**Brief**. Search term "response": copy each line of the data containing it.
※ ※ ※
PR #10159, opened 2022-07-21
fix: [FFM-3982]: Mock envs for testing

knagurski:
This PR adjusts the mocking of envs in the Feature Flags listing page tests.


src/modules/75-cf/pages/feature-flags/__tests__/FeatureFlagsPage3.test.tsx
```diff
@@ -53,23 +46,36 @@ const renderComponent = (): RenderResult =>
...
+    })
+  })
+
+  window.location.hash = newLocation
+}
+
 describe('FeatureFlagsPage', () => {
-  beforeAll(() => {
+  beforeEach(() => {
+    jest.clearAllMocks()
```
knagurski, line 72: This might not be needed at all... all it does is reset the call info around existing mocks (i.e. how want times the mock was called and with what arguments). If you want to clear down mocks, then you need `jest.resetAllMocks` instead, but you don't really need to do that manually as Jest isolates each test suite and mocks set up in the suite are always killed off.

src/modules/75-cf/pages/feature-flags/__tests__/FeatureFlagsPage3.test.tsx
```diff
@@ -119,23 +127,27 @@ describe('FeatureFlagsPage', () => {
...
+      mockEnvs(false)
       renderComponent()
 
-      expect(screen.queryAllByTestId('filter-card').length).toBe(0)
+      expect(screen.queryAllByTestId('filter-card')).toHaveLength(0)
     })
-    test('should render when Feature Flags exist but no active Environment', async () => {
-      renderActiveEnvironmentHook()
+
+    test('should render when Feature Flags exist and there is an active Environment', async () => {
```
knagurski, line 136: I changed this one to include an active env as the code only requires an active env to render.

src/modules/75-cf/pages/feature-flags/__tests__/FeatureFlagsPage3.test.tsx
```diff
@@ -119,23 +127,27 @@ describe('FeatureFlagsPage', () => {
...
+      mockEnvs(true)
```
knagurski, line 137: `mockEnvs(true)` isn't really required since it's being done in the `beforeEach`, but it's a good idea to be super-blunt about what your setup is in a test, just to remove any ambiguity when reading the test.

src/modules/75-cf/pages/feature-flags/__tests__/FeatureFlagsPage3.test.tsx
```diff
@@ -53,23 +46,36 @@ const renderComponent = (): RenderResult =>
...
+    useGetEnvironmentListForProject: () => ({
+      data,
+      loading: false,
+      error: undefined,
+      refetch: jest.fn()
+    })
+  })
+
+  window.location.hash = newLocation
+}
```
knagurski, line 68: What we're doing here is making sure the environments mock and location are controlled together so we don't accidentally trip the auto-redirect code and get unexpected results.

PR #10168, opened 2022-07-22
feat: [SRM-11182]: UX review comments

deepesh-ui:
### Summary.  UX changes as per https://harness.atlassian.net/browse/SRM-11182

Updated Title container for Templates card and Template studio  from SVG to  Styled component

#### Screenshots
Screenshot 2022-07-26 at 12 21 12 PM
Screenshot 2022-07-26 at 12 20 09 PM

NA

#### PR Checklist

<details>

</details>

<details>

- Jest: `retrigger jest`
- ESLint: `retrigger eslint`
- Build: `retrigger build`
- Rebase: `trigger rebase`
- Cypress: `trigger cypress`
</details>


src/framework/Templates/TemplateConfigModal/TemplateConfigModal.tsx
```diff
@@ -92,6 +93,18 @@ export interface ConfigModalProps extends ModalProps {
   onClose: () => void
 }
 
+export const getTemplateTitleFromType = (
```
deepesh-ui, line 96: Inside **Create New Template**  Modal, we don't want  to populate the default new template name rather we are keeping it Empty.

yc147 (commented):
When creating a new template, you have removed the default value for the name field i.e. New {entity} Template Name in case of monitored service template. If this is a real use case then let’s solve it in a way that in future other templates can also benefit.

Also, in case of monitored service template you are getting template type label from a separate string in the codebase instead of using template.type.

yc147 (changes requested):
When creating a new template, you have removed the default value for the name field i.e. New {entity} Template Name in case of monitored service template. If this is a real use case then let’s solve it in a way that in future other templates can also benefit.

Also, in case of monitored service template you are getting template type label from a separate string in the codebase instead of using template.type.

yc147 (approved):

praneshg239 (approved):

deepesh-ui:
Coverage failure is due to newly added templates , which don't have any functionality only classes are added for future reference

Screenshot 2022-07-26 at 4 09 28 PM

PR #10221, opened 2022-07-26
fix: [PL-26302]: add mutex for login redirect

abhinavrastogi-harness:
### Summary

Root cause:
1. We make two parallel API calls when the app starts up: getFeatureFlags and  getCurrentUserInfo
2. When a token is present, but invalid (expired), in prod, both the APIs return a 401
on receiving 401, the global response handler triggers for both errors, and tried to redirect to /auth twice. this results in the first redirect getting cancelled.
3. the redirect to /auth is via a intermediate page /redirect?returnUrl={currentUrl}
because of one redirect getting cancelled, somehow the second redirect picks the returnUrl of the current page, which is already a redirect to sign-in.
4. this results in the double returnUrl in the URL, which sends the user back to login after a successful login

Other observations:
1. this doesn’t always happen because it depends on the timings of the network calls and the dns cache status of the browser. 
2. If there is no dns cache, the second api call takes longer, and gets cancelled before it starts
3. if there is a cache, the second api call starts at the same time, and both get a separate 401

This was not happening in local because of a different timing and presence of a network proxy which adds time to both calls.

The fix is to trigger the 401 redirect only once. 

#### PR Checklist

<details>

</details>

<details>

- Jest: `retrigger jest`
- ESLint: `retrigger eslint`
- Build: `retrigger build`
- Rebase: `trigger rebase`
- Cypress: `trigger cypress`
</details>


abhinavrastogi-harness:
retrigger titlecheck

mayankVermaHarness (dismissed):

src/framework/app/App.tsx
```diff
@@ -132,28 +133,13 @@ export function AppWithAuthentication(props: AppProps): React.ReactElement {
   Harness.openTooltipEditor = () => setShowTooltipEditor(true)
 
   const globalResponseHandler = (response: Response): void => {
-    const token = SessionToken.getToken()
     if (!response.ok) {
       switch (response.status) {
         case 401: {
-          if (token) {
-            const lastTokenSetTime = SessionToken.getLastTokenSetTime() as number
-            window.bugsnagClient?.notify?.(
```
mayankVermaHarness, line 141: Do we not want to log this anymore?

upadhyay-an (approved):

src/framework/app/App.tsx
abhinavrastogi-harness: no. for a few reasons:
1. login issues are mostly resolved. we don't need this noisy notification anymore
2. it's hard to differentiate b/w genuine 401s and wrong 401s, so this is not very helpful
3. it doesn't always fire reliably. if the navigation happens before this completes, it gets cancelled.

avinashmadhwani02 (dismissed):

abhinavrastogi-harness:
retrigger jest

abhinavrastogi-harness:
retrigger coverage

mayankVermaHarness (dismissed):

src/microfrontends/package.json
```diff
@@ -1,6 +1,6 @@
 {
   "name": "@harness/microfrontends",
-  "version": "1.1.1",
+  "version": "1.2.1",
```
jenil-harness, line 3:
```suggestion
  "version": "1.2.0",
```

avinashmadhwani02 (approved):

mayankVermaHarness (approved):

src/framework/utils/SessionUtils.ts
```diff
@@ -26,3 +31,25 @@ export const getForgotPasswordURL = (): string => {
...
     : `${window.location.pathname.replace(/\/ng\//, '/')}#/forgot-password`
 }
+
+export interface UseLogoutReturn {
+  forceLogout: () => void
+}
+
+export const useLogout = (): UseLogoutReturn => {
+  const history = useHistory()
+  let isTriggered = false
```
knagurski, line 41: I think you may need to move this outside of the hook, otherwise if the hook is called more than once (which will be the case if the hook itself is passed to child apps, rather than the `forceLogout` function), then each invocation will start with `isTriggered` as `false`. By moving it out of the hook, all places `useLogout` is used will share the same variable.

knagurski: Alternatively, instead of passing `useLogout` as a hook, pass the resultant `forceLogout` as a standard prop.

src/framework/utils/__tests__/SessionUtils.test.ts
```diff
@@ -5,7 +5,18 @@
  * https://polyformproject.org/wp-content/uploads/2020/06/PolyForm-Shield-1.0.0.txt.
  */
 
-import { getLoginPageURL } from '../SessionUtils'
+import { renderHook } from '@testing-library/react-hooks'
+import { act } from 'react-dom/test-utils'
```
knagurski, line 9: You should grab `act` from `@testing-library/react-hooks` instead
```suggestion
import { act, renderHook } from '@testing-library/react-hooks'
```

knagurski (commented):
Some suggestions and a query about the use of a scoped variable to track whether the logout was called.

src/framework/utils/SessionUtils.ts
abhinavrastogi-harness: @knagurski good catch! but is this a blocker? currently no MFEs will be using the new hook. the rest of the code changes fix a production bug. is it okay if I refactor according to your comments in a separate PR next week?

knagurski: Looks like this PR passes it specifically to the Governance App. As-is, practically speaking, you'd need to hit a 401 in both the parent and child app at the same time for it to be an issue, which probably isn't likely (the parent will probably have triggered a 401 well before the child, or it'll be just from the child). Worth fixing, but deffo not a blocker 👍🏻

knagurski (approved):
Nice 👍🏻

PR #10355, opened 2022-08-02
feat: [PIE-4673]: handle execution input type in components

vkbansal:
### Summary

We have added a new type of runtime input which is of type `EXECUTION_TIME`. Before this change we were just checking the type to directly like `type === MultiTypeInputType.RUNTIME`. This will not work correctly once the new type is enabled.

This PR handles this case and also add an ESLint rule to avoid such use cases and add a helper method `isMultiTypeRuntime` which should be used instead.

`getMultiTypeFromValue(value) === MultiTypeInputType.RUNTIME` is still valid as it handles the type properly and only returns `MultiTypeInputType.RUNTIME` and never `MultiTypeInputType.EXECUTION_TIME` . The issue only comes when second parameter `allowedTypes`  is passed. It overrides the return types and returns one of the values from the given array and this array may or may not contain `MultiTypeInputType.EXECUTION_TIME`. But we have to handle even this case. Hence only cases where the second param is passed is flagged by the rule.

The ESLint rule works as follows:

```
// CORRECT USAGE:
getMultiTypeFromValue(value) === MultiTypeInputType.RUNTIME
isMultiTypeRuntime(type)

// WRONG USAGE:
 someType === MultiTypeInputType.RUNTIME
 getMultiTypeFromValue(value, allowedTypes) === MultiTypeInputType.RUNTIME // must not be used with allowedTypes
```

#### Screenshots

NA

#### PR Checklist

<details>

</details>

<details>

- Jest: `retrigger jest`
- ESLint: `retrigger eslint`
- Build: `retrigger build`
- Rebase: `trigger rebase`
- Cypress: `trigger cypress`
</details>


vkbansal:
All the sonarqube issues are existing ones and should not be fixed in this PR.

bhavya-sinha (approved):

kapilkumawat86 (approved):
※ ※ ※
**Output for this exercise**.
on receiving 401, the global response handler triggers for both errors, and tried to redirect to /auth twice. this results in the first redirect getting cancelled.
   const globalResponseHandler = (response: Response): void => {
     if (!response.ok) {
       switch (response.status) {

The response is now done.